Secularists, and even many mainstream Christians have argued that the Christian right’s claim to morality wasn’t relevant in the first place. Some have even argued that the Christian Right’s moral compass was broken at the outset.

It is true that the Christian Right came together for less than stellar reasons in the 1970s. They weren’t looking to stop abortions. They were looking to keep the government from interfering in their right to keep their private schools segregated.

The war cry against the deterioration of morality, however, raised a lot of money for evangelicals. It’s kept the faithful glued to their TV’s, and motivated them to the polls. It spurred network news organizations sympathetic to their cause, and the greed of rightwing politics. The evils of interracial marriage, desegregation, abortion, gay rights, and more recently, where a transgender person pees, have united the most extremist among them.

These leaders salivated at the prospect of electing a man they could manipulate through adulation and praise. They crowned their prince a “baby Christian,” to ease the dissonance their brethren felt for supporting a swearing, philandering, dollar-driven, political neophyte.

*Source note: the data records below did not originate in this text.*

PR #1658, opened 2019-08-10
proc: remove (*EvalScope).globalFor

aarzilli:
```
proc: remove (*EvalScope).globalFor

```

### DIFF
--- a/pkg/proc/dwarf_expr_test.go
+++ b/pkg/proc/dwarf_expr_test.go
@@ -212,12 +212,14 @@ func TestDwarfExprLoclist(t *testing.T) {
 	mainfn := bi.LookupFunc["main.main"]
 
 	mem := newFakeMemory(defaultCFA, uint16(before), uint16(after))
-	regs := linutil.AMD64Registers{Regs: &linutil.AMD64PtraceRegs{}}
+	const PC = 0x40100
+	regs := linutil.AMD64Registers{Regs: &linutil.AMD64PtraceRegs{Rip: PC}}
 
-	scope := &proc.EvalScope{Location: proc.Location{PC: 0x40100, Fn: mainfn}, Regs: dwarfRegisters(bi, &regs), Mem: mem, BinInfo: bi}
+	scope := &proc.EvalScope{Location: proc.Location{PC: PC, Fn: mainfn}, Regs: dwarfRegisters(bi, &regs), Mem: mem, BinInfo: bi}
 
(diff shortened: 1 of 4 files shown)


pkg/proc/dwarf_expr_test.go
```diff
@@ -212,12 +212,14 @@ func TestDwarfExprLoclist(t *testing.T) {
 	mainfn := bi.LookupFunc["main.main"]
 
 	mem := newFakeMemory(defaultCFA, uint16(before), uint16(after))
-	regs := linutil.AMD64Registers{Regs: &linutil.AMD64PtraceRegs{}}
+	const PC = 0x40100
+	regs := linutil.AMD64Registers{Regs: &linutil.AMD64PtraceRegs{Rip: 0x40100}}
```
derekparker: You can use the new const here.

pkg/proc/eval.go
```diff
@@ -251,7 +251,7 @@ func (scope *EvalScope) setValue(dstv, srcv *Variable, srcExpr string) error {
 
 // Extracts the name and type of a variable from a dwarf entry
 // then executes the instructions given in the  DW_AT_location attribute to grab the variable's address
-func (scope *EvalScope) extractVarInfoFromEntry(varEntry *dwarf.Entry) (*Variable, error) {
+func extractVarInfoFromEntry(bi *BinaryInfo, image *Image, regs op.DwarfRegisters, mem MemoryReadWriter, varEntry *dwarf.Entry) (*Variable, error) {
```
derekparker: This can be moved out of `eval.go` now, most likely, as it doesn't have anything to do with `EvalScope` anymore.

pkg/proc/eval.go
```diff
@@ -288,6 +287,10 @@ func (scope *EvalScope) extractVarInfoFromEntry(varEntry *dwarf.Entry) (*Variabl
 	return v, nil
 }
 
+func (scope *EvalScope) extractVarInfoFromEntry(varEntry *dwarf.Entry) (*Variable, error) {
```
derekparker: Do we still need this at all?

pkg/proc/eval.go
aarzilli: moved to variables.go

pkg/proc/eval.go
aarzilli: I thought it was used in multiple places but it's actually only called in one place so I removed it now.

PR #1665, opened 2019-08-13
proc/gdbserial: reset thread updater in step loop

### LINKED ISSUE #1659: 'Add after Finish' panic during step command

```
Delve Debugger
Version: 1.2.0
Build: c9c455cc381c500f69fcfae1ebeff9bb1c5898b4
``` 

```
go version go1.12.6 darwin/amd64
```

Mac OS, amd64

4. What did you do?

Debug the following program with a breakpoint the first line of main in a terminal with tty enabled:

```
package main

type T struct {
	s string
}

func main() {
	t := T{} // break
	t.s = "1"
	println(t.s)
	t.s = "2"
	println(t.s)
}
```

Step once debugger reaches the breakpoint

Debugger stops on the next line.

6. What did you see instead?

Debugger panics with the "Add after Finish" error. Log can be found here https://gist.github.com/nd/a6587640ed34cc67f7701a3e5a3aaf98

aarzilli:
```
proc/gdbserial: reset thread updater in step loop

threadUpdater needs to be reset before every possible use.

Fixes #1659

```

### DIFF
--- a/pkg/proc/gdbserial/gdbserver_conn.go
+++ b/pkg/proc/gdbserial/gdbserver_conn.go
@@ -599,6 +599,9 @@ func (conn *gdbConn) step(threadID string, tu *threadUpdater, ignoreFaultSignal 
 		if err := conn.send(conn.outbuf.Bytes()); err != nil {
 			return err
 		}
+		if tu != nil {
+			tu.Reset()
+		}
 		var err error
 		_, sig, err = conn.waitForvContStop("singlestep", threadID, tu)
 		if err != nil {


aarzilli:
I don't think it makes sense to write a test for this. The bug report has some specific circumstances but we already have multiple test that do essentially the same thing and they didn't catch it, it must be triggered by something in the OS/environment which doesn't happen in CI.

aarzilli:
cc @nd how does this look?

nd:
Works without panic, thanks!

PR #1677, opened 2019-08-22
pkg/terminal: add support for gdb-style "[un]display" command

jeremyfaller:
This is kind of a clunky way to enable gdb-style [un]display, but incredibly helpful. LMK what you think.


jeremyfaller:
Totally right about next/step. Sorry 'bout that. Will withdraw PR until I get unit tests fixed, and get some more time to think about things.

PR #1679, opened 2019-08-27
pkg/dwarf/frame/parser: Fix `parse augmentation`

chainhelen:
According to the description of "CIE: length, CIE_id, version, augmentation"
in Page 122 of  http://dwarfstd.org/doc/Dwarf3.pdf ,
`augmentation` should exclude `version`


chainhelen:
@derekparker Has added one test for `parseCIE` and rebase commit, please check again.Thx.

PR #1681, opened 2019-08-30
dwarf/line: fix state machine behavior with multi-sequence units

aarzilli:
```
dwarf/line: fix state machine behavior with multi-sequence units

A compile unit can produce a debug_line program consisting of multiple
sequences according to the DWARF standard. The standard guarantees that
addresses monotonically increment within a single sequence but
different sequences may not follow this rule.

This commit changes dwarf/line (in particular PCToLine and
AllPCsBetween) to support debug_line sections containing units with
multiple sequences.

TestPCToLine needs to be changed so that it picks valid addresses (i.e.
addresses covered by a sequence) as values for basePC, instead of just
rounding.

```


aarzilli:
Reviewable.

PR #1682, opened 2019-08-30
proc: round TLS segment size to its alignment

heschik:
The fix for #1428 was buggy, partly because I communicated poorly. Sorry
about that.

The size of the TLS segment should be rounded to its alignment,
not to the machine word size. (For the record, the rounding logic is
working in bits, but PtrSize is in bytes, so it wasn't working as
originally intended either.)


heschik:
Updated the commit to reflect new information from the lld people, please see its description for details.

PR #1691, opened 2019-09-12
pkg/proc: fix can not call method of an embedded filed directly

### LINKED ISSUE #1688: Can not call method of an embedded field directly

```
Delve Debugger
Version: 1.3.0
Build: 69e6b613d81ae115521571c7550b0926be031d52
```

```
go version go1.12.9 linux/amd64
```

linux, amd64

4. What did you do?

Debug the following program with breakpoint on line 13

```
package main

type Base struct{}
type Derived struct {
	Base
}

func (b *Base) Method() int { return 4 }

var d Derived

func main() {
	println(d.Method()) // break
}
```

Execute the `call d.Method()` command once debugger stops at the breakpoint.

Result of `d.Method()`

6. What did you see instead?

Error: `Command failed: d has no member Method`. The `call d.Base.Method()` command works fine.

chainhelen:
`func (v *Variable) findMethod` should support for searching methods of an
embedded filed.

Fixes #1688

### DIFF
--- a/_fixtures/fncall.go
+++ b/_fixtures/fncall.go
@@ -121,6 +121,19 @@ func noreturncall(n int) {
 	return
 }
 
+type Base struct{
+	y int
+}
+
+type Derived struct {
+	x int
+	Base
+}
+
+func (b *Base) Method() int {
+	return b.y
+}
+
 func main() {
 	one, two := 1, 2
 	intslice := []int{1, 2, 3}
@@ -142,9 +155,13 @@ func main() {
 	fn2ptrmeth := pa.PRcvr
 	var fn2nil func()
 
+	d := &Derived{3, Base{4}}
+
 	runtime.Breakpoint()
 	call1(one, two)
 	fn2clos(2)
 	strings.LastIndexByte(stringslice[1], 'w')
-	fmt.Println(one, two, zero, callpanic, callstacktrace, stringsJoin, intslice, stringslice, comma, a.VRcvr, a.PRcvr, pa, vable_a, vable_pa, pable_pa, fn2clos, fn2glob, fn2valmeth, fn2ptrmeth, fn2nil, ga, escapeArg, a2, square, intcallpanic, onetwothree, curriedAdd, getAStruct, getAStructPtr, getVRcvrableFromAStruct, getPRcvrableFromAStructPtr, getVRcvrableFromAStructPtr, pa2, noreturncall, str)
+	d.Method()
+	d.Base.Method()
+	fmt.Println(one, two, zero, callpanic, callstacktrace, stringsJoin, intslice, stringslice, comma, a.VRcvr, a.PRcvr, pa, vable_a, vable_pa, pable_pa, fn2clos, fn2glob, fn2valmeth, fn2ptrmeth, fn2nil, ga, escapeArg, a2, square, intcallpanic, onetwothree, curriedAdd, getAStruct, getAStructPtr, getVRcvrableFromAStruct, getPRcvrableFromAStructPtr, getVRcvrableFromAStructPtr, pa2, noreturncall, str, d)
 }
--- a/pkg/proc/eval.go
+++ b/pkg/proc/eval.go
@@ -1847,7 +1847,32 @@ func (v *Variable) findMethod(mname string) (*Variable, error) {
 		}
 		return r, nil
 	}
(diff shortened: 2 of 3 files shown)


_fixtures/fncall.go
```diff
@@ -121,6 +121,14 @@ func noreturncall(n int) {
 	return
 }
 
+type Base struct{}
```
aarzilli: Change this to be:

```
type Base struct {
    y int
}
```

_fixtures/fncall.go
```diff
@@ -121,6 +121,14 @@ func noreturncall(n int) {
...
+
+type Derived struct {
```
aarzilli: Change this to be:

```
type Derived struct {
    x int
    Base
}
```

_fixtures/fncall.go
```diff
@@ -121,6 +121,14 @@ func noreturncall(n int) {
...
+	Base
+}
+
+func (b *Base) Method() int { return 4 }
```
aarzilli: Change this to be 

```
func (b *Base) Method() int { return b.y }
```

_fixtures/fncall.go
```diff
@@ -142,8 +150,12 @@ func main() {
 	fn2ptrmeth := pa.PRcvr
 	var fn2nil func()
 
+	d := &Derived{}
```
aarzilli: Change this to 

```
d := &Derived{ 3, Base{ 4 } }
```

I want to check that we're getting the right address for the receiver.

pkg/proc/eval.go
```diff
@@ -1828,7 +1828,39 @@ func (v *Variable) findMethod(mname string) (*Variable, error) {
...
+func (v *Variable) tryFindMethodInEmbeddedFileds(mname string) (*Variable, error) {
+	structVar := v.maybeDereference()
+	structVar.Name = v.Name
+	if structVar.Unreadable != nil {
+		return structVar, nil
+	}
+	switch t := structVar.RealType.(type) {
+	case *godwarf.StructType:
+		for _, field := range t.Field {
+			isEmbeddedStructMember :=
```
aarzilli: This code was necessary to support older versions of Go, just use `field.Embedded` directly, i.e. remove `isEmbeddedStructMember` and use field.Embedded in its place.

service/test/integration2_test.go
```diff
@@ -1581,6 +1581,55 @@ func TestClientServerFunctionCall(t *testing.T) {
 	})
 }
 
+func TestClientServerFunctionCallEmbeddedFiled(t *testing.T) {
```
aarzilli: Instead of writing this you should add a test case to TestCallFunction in service/test/variables_test.go

It should look like this:

```
{`d.Base.Method()`, []string{ `:int:4` }, nil },
{`d.Method()`, []string{ `:int:4` }, nil },
```

pkg/proc/eval.go
```diff
@@ -1790,7 +1790,7 @@ func (v *Variable) findMethod(mname string) (*Variable, error) {
 	}
 
 	if _, istypedef := typ.(*godwarf.TypedefType); !istypedef {
-		return nil, nil
+		return v.tryFindMethodInEmbeddedFileds(mname)
```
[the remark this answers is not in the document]
aarzilli: This is because 1.10 doesn't support function calls and will accept everything and versions of Go prior to 1.12 have a linker bug that's too complicated to explain here (if you are curious look at commit a0f5d5f8830e578892c47f7704e6a2616273aac1 in the go repository). I think you should keep `return nil, nil` here and only test this feature on 1.12 and later (which, if you do the change I suggest below simply means adding the test cases to the testcases112 variable).

chainhelen:
@aarzilli Thanks for your guidances, it's interesting for me. I have done and rebase, please view again.

pkg/proc/eval.go
```diff
@@ -1820,7 +1820,32 @@ func (v *Variable) findMethod(mname string) (*Variable, error) {
 		}
 		return r, nil
 	}
+	return v.tryFindMethodInEmbeddedFileds(mname)
+}
 
+func (v *Variable) tryFindMethodInEmbeddedFileds(mname string) (*Variable, error) {
```
derekparker: s/Fileds/Fields/

chainhelen:
@derekparker  Thx. I have done and rebase again.

Issue #3310, opened 2023-03-20
function call injection has problems when the function call involves passing variables stored in registers


Codelax:
1. What version of Delve are you using (`dlv version`)?
`dlv 1.20.1`
2. What version of Go are you using? (`go version`)?
`go 1.20.1`
3. What operating system and processor architecture are you using?
`Linux fedora 6.1.18-200.fc37.x86_64`
4. What did you do?

I debugged my program and when trying a `call` to get some info, delve took all my ram and my computer crashed.
When limiting with `ulimit` I get `fatal error: out of memory` ([full stacktrace](https://gist.github.com/Codelax/7bbdc1aba1164ccca4722e487016d5b4))

I reproduced the issue with a minimal go program
```go
func reflectFunc(value reflect.Value) {
	fmt.Printf("%s\n", value.Type().Name())
}

func main() {
	i := 2
	val := reflect.ValueOf(i)
	reflectFunc(val)
}
```

I just put a breakpoint on `main.reflectFunc`, did a single step.

```
     4:		"fmt"
     5:		"reflect"
     6:	)
     7:	
     8:	func reflectFunc(value reflect.Value) {
=>   9:		fmt.Printf("%s\n", value.Type().Name())
    10:	}
    11:	
    12:	func main() {
    13:		i := 2
    14:		val := reflect.ValueOf(i)
```

Then I used `call value.Type()`

5. What did you expect to see?
I expected an error or my `call` to work

6. What did you see instead?

My computer crashed :'(

PR #3311, opened 2023-03-24
proc: fix escapeCheck infinite recursion if something can not be

aarzilli:
deref'd

Fix infinite recursion if escapeCheck, at some point during its
recursion, creates an unreadable variable.

The deeper reason for this is that we evaluate function calls in a very
weird order so that we can always have stack space to store
intermediate evaluation results.

The variable 'value' happens to be stored in a register when we try to
make the call and because of our weird evaluation strategy registers
are no longer available to us when we evaluate 'value'.

This is not a complete fix for the issue, the real fix would be to
evaluate everything in its natural order, storing intermediate values
in Delve's memory instead of the target's stack. To do this we need a
mechanism to pin heap allocated objects, which at the moment does not
exist.

Updates #3310

### DIFF
--- a/_fixtures/reflecttypefncall.go
+++ b/_fixtures/reflecttypefncall.go
@@ -1,0 +1,16 @@
+package main
+
+import (
+	"fmt"
+	"reflect"
+)
+
+func reflectFunc(value reflect.Value) {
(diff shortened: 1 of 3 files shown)


derekparker (approved):
LGTM

PR #3329, opened 2023-04-08
debugger: do not panic if defer location can not be found

aarzilli:
convertDefers should not try to dereference nil if the deferred
location does not belong to a function.


aarzilli:
Saw this while debugging but I don't have a self contained way to reproduce it.

derekparker (approved):
LGTM

Issue #3332, opened 2023-04-13
document that "config set substitute-path" supports empty string substitution


oakad:
Follow up to  #3088

The only way to supply per-project settings to `dlv` appears to be `--init` option. This option takes a file containing cli commands.

In some cases, it is not possible to run the `dlv` from the project working directory, despite what  some people may think ([#3088#discussion_r938455671](https://github.com/go-delve/delve/pull/3088#discussion_r938455671)).

Therefor there either must be a way to set  an "empty" path substitution via the interactive command (init file, actually) or an additional command shall be provided to change the working directory from inside `dlv`.

The primary use case for this is using `dlv` with `bazel`, where path substitution map must be generated by a helper rule and provided to `dlv` invocation.

aarzilli:
> In some cases, it is not possible to run the dlv from the project working directory

why not?

oakad:
Because of the mess bazel rules are. :-)

A good feature for dlv will be to support an explicit `directory` statement, akin to how gdb supports it.

aarzilli:
Empty strings can already be passed to `config substitute-path` as follows:

```
(dlv) config substitute-path "" nothing-into-something
(dlv) config substitute-path something-into-nothing ""
```

I'm going to keep this open to track better documentation for this.

aarzilli:
Fixed by 13ad7dc1d581b86d7000f6fc4bd37309c30ec480

Issue #3179, opened 2022-10-30
`config debug-info-directories` terminal command fails with `unsupported type for configuration key "debug-info-directories"`


dlipovetsky:
1. What version of Delve are you using (`dlv version`)?
```
Delve Debugger
Version: 1.9.1
Build: $Id: d81b9fd12bfa603f3cf7a4bc842398bd61c42940 $
```
2. What version of Go are you using? (`go version`)?
```
go version go1.19.2 linux/amd64
```
3. What operating system and processor architecture are you using?
```
GOOS="linux"
GOARCH="amd64"
```
4. What did you do?
I tried to set the `debug-info-directories` configuration parameter in the terminal.
5. What did you expect to see?
I expected to be able to set the parameter.
6. What did you see instead?
```
(dlv) config debug-info-directories
Command failed: unsupported type for configuration key "debug-info-directories"
(dlv) config debug-info-directories foo 
Command failed: unsupported type for configuration key "debug-info-directories"
(dlv) config debug-info-directories foo bar
Command failed: unsupported type for configuration key "debug-info-directories"
(dlv) config debug-info-directories [foo]
Command failed: unsupported type for configuration key "debug-info-directories"
```

dlipovetsky:
No test exercises setting this parameter. I've added a (failing) test here: https://github.com/dlipovetsky/delve/commit/23fa8a631180cb75fa58ddc58188d8c4a0aa8461. Stepping through (with delve, of course :laughing:), I found that the value is a Slice (as expected), but that the [configureSet](https://github.com/go-delve/delve/blob/922c4cebd4884bb0faca183361f9566da2868984/pkg/terminal/config.go#L40-L63) function only handles a Slice value for the `substitute-path` parameter. Otherwise, it passes the value to the [ConfigureSetSimple](https://github.com/go-delve/delve/blob/20df19e33b2e81f22d5a33d1ec780eb0610dc55f/pkg/config/split.go#L71) function, which returns an error if the value is a Slice.

dlipovetsky:
I'm happy to work on a fix, but before I begin, I would appreciate some feedback. Thanks!

aarzilli:
Delve won't start unless it can find the debug info for the executable, because of this changing the value of debug-info-directories is not very useful. It would matter only for `-save` and for plugins, but it's worth fixing for that.
[...]

Issue #2890, opened 2022-02-03
service/dap: `dlv config <param>` should print, not reset value without an explicit parameter


polinasok:
A very intuitive way to look up a config value is to run `dlv config <param>`. This worked as expected with  dlv@v1.7.3.
![image](https://user-images.githubusercontent.com/51177946/152398688-0d9349ef-a905-4136-870d-b163dfb7abad.png)
But with dlv@v1.8.0 and dlv@latest the same command tries to reset the value, which works only in some cases
![image](https://user-images.githubusercontent.com/51177946/152399014-11460f5b-0061-4485-9b1c-14440f5f10f8.png)
I think we should go back to previous consistent and intuitive behavior. Resetting values should be an explicit action. We don't want users to accidentally reset anything when they try to simply look up what they are or remind themselves what the syntax is. And there should be an easy way to look up an existing setting without having to dig through the full list of configuration values with `dlv config -list`.

@suzmue

polinasok:
I just remember that this now works:
```
dlv config -list showGlobalVariables
showGlobalVariables	false
```
It's not ideal because `-list` appears before the parameter, so switching back and force between setting and looking up values requires changes in the middle of the command, which can get quite tedious.

aarzilli:
Fixed by 13ad7dc1d581b86d7000f6fc4bd37309c30ec480

Issue #2889, opened 2022-02-03
service/dap: `dlv config` should print existing configuration, not panic


polinasok:
I keep thinking that `dlv config`, not `dlv config -list` is the command to list all current configuration values.
With dlv@v1.7.3:
![image](https://user-images.githubusercontent.com/51177946/152393348-891c1f94-a75a-42b4-99af-b5a1e1ea8d79.png)

With dlv@v1.8.0 and dlv@latest:
![image](https://user-images.githubusercontent.com/51177946/152393607-e011e649-44b0-4317-bb0b-479caf80b10a.png)

@suzmue

aarzilli:
Fixed by 13ad7dc1d581b86d7000f6fc4bd37309c30ec480

nyngwang:
@aarzilli I still have this problem.

PR #3335, opened 2023-04-17
*: misc improvements to config command and substitute-path rules

### LINKED ISSUE #2891: service/dap: `dlv config <param>` prints errors with confusing parameter names
This looks like an artifact of reusing cmd dlv config logic:
image
Since `substitute-path` has no meaning with dap, we should be catching these and rewriting them for the user.
For example, a more appropriate message would be:
```
Unable to run dlv command: too many arguments to "config substitutePath"

Usage:
dlv config substitutePath <from> <to> # Add or modify a rule
dlv config substitutePath <from> # Clear a rule
```
@suzmue

aarzilli:
A series of interconnected changes to both the terminal command
'config', DAP command 'dlv config', quality of life improvements to how
substitute-path works, and better documentation.

* Let 'config substitute-path' show the current substitute path rules
* Add a -clear command to 'config substitute-path'
* Support 'config-debug-info-directories'
* rewrite SubstitutePath to be platform independent (see below)
* document path substitution more

Regarding the rewrite of SubstitutePath: the previous version used
runtime.GOOS and filepath.IsAbs to determine which filepath separator to use
and if matching should be case insensitive. This is wrong in all situations
where the client and server run on different OSes, when examining core files
and when cross-compilation is involved.

The new version of SubstitutePath checks the rules and the input path to
determine if Windows is involved in the process, if it looks like it is it
switches to case-insensitive matching. It uses a lax version of
filepath.IsAbs to determine if a path is absolute and tries to avoid having
to select a path separator as much as possible

Fixes #2891, #2890, #2889, #3179, #3332


pkg/locspec/locations.go
```diff
@@ -479,47 +479,97 @@ func (loc *NormalLocationSpec) findFuncCandidates(bi *proc.BinaryInfo, limit int
...
+				}
+				return rest
+			}
 
-		if from != "" && strings.HasPrefix(path, from) {
-			return strings.Replace(path, from, to, 1)
+			toEndsWithSlash := hasPathSeparatorSuffix(to)
+			restStartsWithSlash := hasPathSeparatorPrefix(rest)
+
+			switch {
```
derekparker, line 563: I didn't see a test exercising this logic, did I miss it?

pkg/locspec/locations.go
```diff
@@ -479,47 +479,97 @@ func (loc *NormalLocationSpec) findFuncCandidates(bi *proc.BinaryInfo, limit int
...
-	path = crossPlatformPath(path)
-	// On windows paths returned from headless server are as c:/dir/dir
-	// though os.PathSeparator is '\\'
-
-	separator := "/"                  // make it default
-	if strings.Contains(path, "\\") { // dependent on the path
-		separator = "\\"
+	// Look for evidence that we are dealing with windows somewhere, if we are use case-insensitive matching
+	caseInsensitive := windowsAbsPath(path)
+	for i := range rules {
```
derekparker, line 515: If `caseInsensitive` is true when initialized can we skip this loop?

derekparker (changes requested):
A few questions / comments.

pkg/locspec/locations.go
```diff
@@ -479,47 +479,97 @@ func (loc *NormalLocationSpec) findFuncCandidates(bi *proc.BinaryInfo, limit int
...
+			}
 		}
 
-		// Expand relative paths with the specified prefix
-		if from == "" && !filepath.IsAbs(path) {
-			return strings.Replace(path, from, to, 1)
-		}
+		if match {
+			if to == "" {
+				// make sure we return a relative path, regardless of whether from consumed a final / or not
```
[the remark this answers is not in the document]
aarzilli: It's because `from`  here is a noun referring to the variable named `from`. I think you are reading it as a preposition. I put it in quotes, is it clearer?

pkg/locspec/locations.go
aarzilli: TestSubstitutePath in pkg/terminal/terminal_test.go should be testing everything, I believe it's there because this code once lived in pkg/terminal. Should we move it?

pkg/locspec/locations.go
aarzilli: Yes. Done.

Documentation/cli/substitutepath.md
```diff
@@ -0,0 +1,66 @@
+## Path substitution configuration
+
+Normally Delve finds the path to the source code that was used to produce an executable by looking at the debug symbols of the executable.
+However, under [some circumstances](../faq.md#substpath), the paths that end inside the executable will be different from the paths to the source code on the machine that is running the debugger. If that is the case Delve will need extra configuration to convert the paths stored inside the executable to paths in your local filesystem.
```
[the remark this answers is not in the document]
aarzilli: Done

pkg/locspec/locations.go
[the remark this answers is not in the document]
derekparker: Yes, thank you!

pkg/locspec/locations.go
derekparker: Yes, lets move it closer to the implementation.

aarzilli: Done.

derekparker (approved):
LGTM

In 2018, Donald Trump received the “Pro-life Person of the Year Award” by the Christian right group, Operation Rescue. Yet, as Christopher Pieper and Matt Henderson noted in their Dallas News piece in 2016, 10 reasons you can’t be a Christian and vote for Donald Trump, Trump barely exhibits human qualities at all. Pieper and Henderson call out that Trump lacks compassion, appeals to fear and anger, has no concern for goodness or service toward others, is hostile to women, sexualizes his own daughter, doesn’t care about the poor, and is more interested in money than people.

Still, Christian right leader, Franklin Graham said of Trump, “Never in my lifetime have we had a president willing to take a strong, outspoken stand for the Christian faith like President Donald J. Trump has.” And “Family Values” minister, James Dobson said Trump “appears to be tender to things of the Spirit.”

What these religious leaders support, in the name of God, are policies that refuse solace to war-torn immigrants, deny healthcare to children, deporting children raised in the United States whose parents arrived illegally, giving tax breaks to the rich, for which many of these religious leaders qualify, Trump’s incessant pathological lying, Trump’s corrupt and unethical business practices, Trump’s alleged sexual assaults (21 women, including is ex-wife), not to mention Trump’s collusion with a foreign government to undermine the very democracy these leaders claim was established by God.

Are we supposed to believe this is how God works? Does God overlook some sins in order to right another one? Would Bill Clinton have been excused for having sex with an intern if he appointed religious right leaders as cabinet members and passed out appointments to his unqualified donors?

Many of these leaders, and a majority of their followers, claim they support GOP politics because of its “pro-life” stance. Yet, many of the GOP policies continue to leave a path of anti-life destruction. They fight to keep poor children from receiving school lunches, make it more difficult for low-income families to buy houses, vote pro-death penalty, push abstinence only programs despite the outcome of higher teen pregnancy rates, and suppress religious freedoms for others.

In many ways, the religious right has come full circle from the days they stood together to fight against desegregation. They have a leader who calls neo-Nazi’s “very fine people,” and who is supported by the Ku Klux Klan. It is no wonder Christian right leaders continue to support their president and ignore the broad white nationalist support he receives.

The Christian right’s agenda has been laid bare for all who choose to see it. They have abdicated any authority over the moral wellbeing of America in favor of obtaining political power and control. The question that remains is how long will America allow this religious oligarchy to continue derailing its moral progress toward human justice for everyone?